* About this exercise: For the records below, report how many lines include the word "borderImageSource". Only the number should appear.

(Saved entries)

PR #664, opened 2026-05-26
Make destructive client APIs actually destructive (#574)

### LINKED ISSUE #574: Make destructive client APIs actually destructive

iameneko:
Closes #574.

## Summary

Closes the correctness gaps in the destructive client APIs and the latent multi-acquirer Release bug they exposed. Design decisions and rationale were agreed in https://github.com/grc-iit/chronolog/issues/574#issuecomment-4523775181.

### ReleaseStory becomes a synchronous barrier (durable through HDF5)

- New \`flush_and_stop_story_recording\` RPC on both Keeper and Grapher \`DataStoreAdminService\`.
- \`KeeperDataStore::flushAndStopStoryRecording\` drains both event deques into the pipeline, calls a new \`KeeperStoryPipeline::finalize(vector&)\` overload, and pushes each chunk synchronously through a \`SyncChunkProcessor\` callback wired to the RDMA extractor in \`ChronoKeeperInstance.cpp\`.
- \`GrapherDataStore::flushAndStopStoryRecording\` drains the pipeline's ingestion handles, calls \`StoryPipeline::finalize(vector&)\`, and pushes each chunk through a callback wired to the HDF5 extractor in \`ChronoGrapher.cpp\`.
- \`KeeperRegistry::notify*OfStoryRecordingStop\` now calls the flush variant. Keeper-then-Grapher ordering is preserved, so the Grapher sees every chunk the Keeper drained.
- \`GrapherRecordingService::receive_story_chunk\` now ingests before acking, eliminating an ack-before-enqueue race that the previous async path tolerated but the new sync flush could not.

### Multi-acquirer Release guard

- \`ChronicleMetaDirectory::release_story\` returns the post-decrement acquisition count via a \`was_last_acquirer\` out-param (introduced earlier in #642).
- \`VisorClientPortal::ReleaseStory\` only invokes the stop+flush notification when \`was_last_acquirer\` is true. Without this guard the new synchronous flush would finalize a story still being recorded by another client (latent bug surfaced by the flush change).

### Destroy refuses or auto-Releases, then cascades to all Graphers

- New \`ChronicleMetaDirectory::evaluate_story_destroy\` / \`evaluate_chronicle_destroy\` helpers report eligibility under the directory mutex: \`CL_ERR_ACQUIRED\` if any other client holds the story; otherwise return the list of stories the requester holds alone (auto-Release candidates).
- \`VisorClientPortal::DestroyStory\` / \`DestroyChronicle\`: if any other client holds the story → \`CL_ERR_ACQUIRED\`; if the caller is sole acquirer → run the same \`release_story\` path (which inherits the sync flush above) before destroying; if nobody holds it → proceed directly.
- After auto-Release, Visor broadcasts \`destroy_story\` / \`destroy_chronicle\` RPCs to every active Grapher in the registry via new \`KeeperRegistry::notifyAllGraphersOfStoryDestruction\` / \`notifyAllGraphersOfChronicleDestruction\`. Broadcasting (not just the current recording group) handles cross-group orphans from stories re-acquired into different groups over their lifetime — \`activeStories\` only tracks the current binding, and Acquire randomly picks a group each time.

### Grapher destroy: cancel in-memory + delete HDF5

- New \`GrapherDataStore::destroyStory\` / \`destroyChronicle\` cancel any in-memory \`StoryPipeline\` (no flush — destroy discards) and invoke deletion callbacks wired in \`ChronoGrapher.cpp\`.
- New \`HDF5FileChunkExtractor::delete_story_files\` / \`delete_chronicle_files\` glob the archive directory with the same naming convention used by \`StoryChunkWriter\` (\`<chronicle>.<story>.<startSec>.vlen.h5\` and the rotated \`<...>.<n>.vlen.h5\` form) and remove matching files.
- \`GrapherExtractionChain::delete_story_files\` / \`delete_chronicle_files\` route to the HDF5 extractor via the variant chain; CSV/logging extractors are no-ops.

### Disconnect auto-release

Already implemented in #642. With this change, the shared \`notifyRecordingGroupOfStoryRecordingStop\` invoked by the Disconnect auto-release path now inherits the sync-flush guarantee — disconnecting clients no longer drop their tail of events either.

### Keeper destroy: not needed

The Keeper has no on-disk state. After the sync stop+flush, its \`KeeperStoryPipeline\` deques are empty and the pipeline is gone from memory. Only the Grapher gets new destroy RPCs.

## Test plan

- [ ] CI build (chronolog-base + local-pipeline) passes.
- [ ] Existing end-to-end \`DataIntegrity_*\` tests still pass (and should be more reliable: the sync flush eliminates the wait on \`inactive_pipeline_delay_secs\` before HDF5 visibility).
- [ ] New unit test \`Functional_ChronoGrapher_DestroyFiles.*\` (\`tests/functional/chrono-grapher/chrono_grapher_destroy_files_test.cpp\`) covers \`delete_story_files\` / \`delete_chronicle_files\` filename-pattern filtering, regex escaping, non-existent archive directory no-op, and the rotated \`<...>.<n>.vlen.h5\` form.
- [ ] Manual verification with \`chrono-client-cli\`: \`Create → Acquire → log events → Release → DestroyStory\` and confirm \`<output>/<chronicle>.<story>.*.vlen.h5\` files are gone.
- [ ] Manual verification of destroy refuses from a second client while the story is acquired by the first.


src/chrono-visor/src/VisorClientPortal.cpp
```diff
@@ -198,12 +198,55 @@ int chronolog::VisorClientPortal::DestroyChronicle(chl::ClientId const& client_i
...
+            // soon-to-be-destroyed story are durable in HDF5 before delete.
+            theKeeperRegistry->notifyRecordingGroupOfStoryRecordingStop(released_id);
+        }
+    }
+
+    // Broadcast destroy_chronicle to every Grapher so HDF5 files written by
+    // any group during the chronicle's lifetime are removed.
+    if(theKeeperRegistry != nullptr)
+    {
+        theKeeperRegistry->notifyAllGraphersOfChronicleDestruction(chronicle_name);
```
fkengun: **Bug: TOCTOU between Grapher file deletion and metadata deletion**

`notifyAllGraphersOfChronicleDestruction` (line 241) fires HDF5-delete RPCs to all Graphers while no lock is held. `destroy_chronicle` (called a few lines later) re-acquires the directory mutex and has its own acquirer check that can return `CL_ERR_ACQUIRED`.

**Failure scenario:** Client A calls `DestroyChronicle`. The eligibility check passes (no acquirers). While the Grapher RPCs are in-flight, Client B calls `AcquireStory` on a story in this chronicle and succeeds (metadata still exists). `destroy_chronicle` then returns `CL_ERR_ACQUIRED`, so the chronicle metadata survives — but the HDF5 archive files were already deleted in step 3. Client B now has an active recording whose historical data is permanently gone.

**Fix:** Either move `notifyAllGraphersOfChronicleDestruction` to run *after* `destroy_chronicle` succeeds (files deleted only when metadata is confirmed deleted), or hold the directory mutex across both steps to prevent interleaving acquires.

src/chrono-visor/src/KeeperRegistry.cpp
```diff
@@ -860,14 +860,18 @@ int KeeperRegistry::notifyGrapherOfStoryRecordingStop(RecordingGroup& recordingG
 
     try
     {
-        return_code = dataAdminClient->send_stop_story_recording(storyId);
+        // Use the flush+stop variant so Release blocks until the Grapher has
+        // finalized its pipeline and persisted remaining chunks to HDF5. The
+        // error-fallback callers (failed Acquire start) just see a no-op when
+        // no pipeline exists, so the same RPC is safe for both paths.
+        return_code = dataAdminClient->send_flush_and_stop_story_recording(storyId);
```
fkengun: **Bug: Flush guarantee silently broken — return value discarded by caller**

This function correctly captures and returns `return_code` from the flush+stop RPC. However, the sole caller, `notifyRecordingGroupOfStoryRecordingStop` (line 1076), discards both this function's return value and the one from `notifyKeepersOfStoryRecordingStop`, then unconditionally returns `CL_SUCCESS`.

**Failure scenario:** The Grapher is temporarily unreachable (restart, network partition). `send_flush_and_stop_story_recording` throws, the catch returns `CL_ERR_UNKNOWN`, `notifyGrapherOfStoryRecordingStop` propagates it — but the caller throws it away and tells the Visor the flush succeeded. The client receives a successful `ReleaseStory` even though events were never flushed to HDF5. A subsequent `DestroyStory` then deletes files that were never fully written.

**Fix:** In `notifyRecordingGroupOfStoryRecordingStop`, propagate the return codes from both `notifyKeepersOfStoryRecordingStop` and `notifyGrapherOfStoryRecordingStop` instead of discarding them and returning `CL_SUCCESS`.

src/chrono-grapher/src/HDF5FileChunkExtractor.cpp
```diff
@@ -78,6 +79,92 @@ int chronolog::HDF5FileChunkExtractor::reset(json_object* json_block)
...
+        {
+            *deleted_count = 0;
+        }
+        return chl::CL_SUCCESS;
+    }
+
+    std::error_code ec;
+    for(auto const& entry: std::filesystem::directory_iterator(root_directory, ec))
+    {
+        if(ec)
```
fkengun: **Bug: Directory open failure silently returns CL_SUCCESS**

`std::filesystem::directory_iterator(root_directory, ec)` sets `ec` and returns an end-iterator when construction fails (e.g., EACCES on a directory that exists). Because the `if(ec)` check is inside the loop body, it is never reached when construction fails — the loop simply never executes and the function falls through to `return chl::CL_SUCCESS` with 0 deletions.

**Failure scenario:** The HDF5 archive directory exists but is not readable by the Grapher process (ownership change, restrictive `umask`, container permission regression). `DestroyStory` and `DestroyChronicle` both report success while leaving all HDF5 files on disk. The metadata is deleted; the data is not. Any subsequent attempt to re-create the same story/chronicle re-uses the same HDF5 directory layout, silently picking up the stale files.

**Fix:** Check `ec` immediately after the loop (or before entering it) to catch construction failures:
```cpp
std::error_code ec;
auto dir_it = std::filesystem::directory_iterator(root_directory, ec);
if(ec) {
    LOG_ERROR(...);
    return chl::CL_ERR_UNKNOWN;
}
for(auto const& entry: dir_it) { ... }
```

src/chrono-grapher/include/GrapherRecordingService.h
```diff
@@ -93,12 +93,18 @@ class GrapherRecordingService: public tl::provider<GrapherRecordingService>
                     story_chunk->getEventCount(),
                     tl::thread::self_id());
 
+            // Ingest before responding so the Keeper-side processStoryChunk
+            // doesn't return until the chunk is queued for the Grapher's
+            // pipeline. ReleaseStory's synchronous flush relies on this
+            // ordering: when the Keeper's flush returns to the Visor, every
+            // chunk it sent must already be visible to the Grapher so the
+            // Grapher's own flush sees no in-flight gaps.
+            theIngestionQueue.ingestStoryChunk(story_chunk);
```
fkengun: **Design issue: Ingest-before-respond applies to ALL chunk writes, not just the flush path**

Moving `ingestStoryChunk` before `request.respond` serializes the ingestion queue lock into every chunk-write RPC round-trip, including all normal (non-Release) writes. The Keeper's recording threads now block waiting for the Grapher to acquire the ingestion lock before they receive the ACK — under high concurrency or a slow ingestion thread, this stalls the entire recording pipeline.

The underlying ordering problem (Keeper's flush must see all in-flight chunks on the Grapher) could be solved more narrowly: the Grapher's `flushAndStopStoryRecording` could accept a `expected_chunk_count` from the Keeper and spin-wait only during flush, rather than coupling normal-path latency to ingestion queue state on every write.

**Failure scenario:** 16 Keeper threads each sending a chunk concurrently all block waiting for the single ingestion mutex, halving effective throughput compared to the old respond-then-ingest design. This regression is permanent on the write hot path, not just at Release time.

src/chrono-grapher/src/GrapherDataStore.cpp
```diff
@@ -103,6 +103,167 @@ int chronolog::GrapherDataStore::stopStoryRecording(chronolog::StoryId const& st
...
+        pipelinesWaitingForExit.erase(story_id);
+    }
+
+    // Pick up any orphan chunks that arrived for this story and then drain the
+    // ingestion handle's deques into the pipeline timeline. Finalize then walks
+    // the timeline and hands the remaining non-empty chunks to the caller via
+    // the output vector.
+    theIngestionQueue.drainOrphanChunks();
+    pipeline->collectIngestedEvents();
+    theIngestionQueue.removeStoryIngestionHandle(story_id);
```
fkengun: **Potential data loss: ingestion handle removed AFTER collecting events**

The Keeper's `flushAndStopStoryRecording` removes the ingestion handle **before** draining (`removeIngestionHandle` then `finalize`), preventing any new events from arriving after the drain begins. The Grapher's path does the opposite: it collects first (line 129), then removes the handle here (line 130).

In the narrow window between `collectIngestedEvents()` returning and `removeStoryIngestionHandle()` executing, an RDMA chunk from the Keeper that arrived after `collectIngestedEvents` but before handle removal gets pushed into the now-drained handle's deque. That chunk is then silently dropped when the handle is removed — `finalize` was already called and won't see it.

The `ingest-before-respond` change in `GrapherRecordingService.h` is designed to prevent new chunks from arriving after the Keeper's flush completes, but there may be in-flight RDMA transfers whose ACKs have not yet been sent. Moving `removeStoryIngestionHandle` to **before** `collectIngestedEvents` (mirroring the Keeper path) closes the window.

ibrodkin (changes requested):
I'm puzzled with the following design decisions:
1. Current implementation of StopStoryRecording  event in both KeeperDataStore and GrapherDataStore are handled asynchronously. The StoryPipelines that need to be stopped are put on pipelinesWaitingForExit map. this allows the StoryPipeline a grace period to ingest, collect , and extract any events that might still be in flight by using the existing machinery.    What is the reason that DestroyStory should be handled synchronously? Why is it important to block the processing waiting for file operations to destroy the story?  I would think that the story & chronicle destruction can be asynchronous as well
2. I'm also puzzled by the decision to create the destruction functors outside the DataStore and then pass them on to the DataStore constructor.  I would expect the internal methods of the DataStore to be sufficient.

src/chrono-visor/src/VisorClientPortal.cpp
iameneko: Fixed. Metadata destroy now runs first; Grapher broadcast only on success.

src/chrono-visor/src/KeeperRegistry.cpp
iameneko: Obsolete — flush path removed in the async redesign.

src/chrono-grapher/src/HDF5FileChunkExtractor.cpp
iameneko: Fixed.

src/chrono-grapher/include/GrapherRecordingService.h
iameneko: Reverted. Respond-before-ingest restored alongside the async redesign.

src/chrono-grapher/src/GrapherDataStore.cpp
iameneko: No longer a correctness issue — Destroy explicitly discards in-flight events. Ordering kept as-is.

src/chrono-grapher/src/GrapherDataStore.cpp
```diff
@@ -103,6 +104,247 @@ int chronolog::GrapherDataStore::stopStoryRecording(chronolog::StoryId const& st
...
+
+    if(pipeline != nullptr)
+    {
+        // Step 3: absorb in-flight chunks. drainOrphanChunks is global to the
+        // ingestion queue (cheap) and pipeline->collectIngestedEvents folds
+        // both ingestion deques into the pipeline timeline. Then unhook the
+        // ingestion handle so RecordingService threads can't append more.
+        theIngestionQueue.drainOrphanChunks();
+        pipeline->collectIngestedEvents();
+        theIngestionQueue.removeStoryIngestionHandle(story_id);
```
fkengun: **[CRITICAL]** Race condition leading to accidental handle removal. The call to `theIngestionQueue.removeStoryIngestionHandle(story_id)` occurs after the `dataStoreMutex` has been released. If a concurrent `startStoryRecording` RPC arrives for the same `story_id` after the lock is released but before `removeStoryIngestionHandle` is called, it will successfully create a NEW pipeline and add a NEW handle to the ingestion queue. The trailing call in this method will then incorrectly remove that *newly added* handle, causing all subsequent events for the new acquisition to be orphaned.

iameneko: Good catch — confirmed. story_id is `CityHash64(chronicle_name + story_name)` (deterministic), so `Destroy → recreate → reAcquire` reproduces the same story_id, and Acquire picks a recording group at random per acquisition, so the new `startStoryRecording` can absolutely land on the same Grapher that's still inside `destroyStory`. Net failure mode: the new acquisition's ingestion handle gets removed → events for the new acquisition routed via the queue get orphaned silently.

Fixed in 10311993: moved `drainOrphanChunks` / `collectIngestedEvents` / `removeStoryIngestionHandle` inside the `dataStoreMutex` critical section so the map erase and the handle unhook are atomic. Applied the same fix to `destroyChronicle`, which had the identical pattern across every matching story. Safe to hold `dataStoreMutex` across the IngestionQueue calls because lines 420 and 562 of this file already do exactly that on the retire path.

fkengun (approved):

PR #996, opened 2026-06-15
#995 Fix CSS custom attribute declaration for border image source

### LINKED ISSUE #995: Border image doesn't render
With the PWA test app data, borders are enabled for Psalms but don't show in the PWA. The blank area around the screen edge is there, but there is no image.

PWA on left, Android on right:

Image

Image

benpaj-cps:
Fixes #995. When the border image source was parameterized, the CSS variable wasn't declared [properly](https://developer.mozilla.org/en-US/docs/Web/CSS/Reference/Properties/--*), so no border images were being rendered.

Before/after/Android:

image

image

image

## Summary by CodeRabbit

* **Bug Fixes**
  * Fixed border image styling to display correctly.

### DIFF
--- a/src/routes/text/+page.svelte
+++ b/src/routes/text/+page.svelte
@@ -564,7 +564,7 @@
             {/if}
         {/if}
         <div
-            style="--borderImageSource=url({borders['./border.png']});"
+            style="--borderImageSource: url({borders['./border.png']});"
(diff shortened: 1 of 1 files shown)


FyreByrd (approved):
Good catch!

* Result below: 2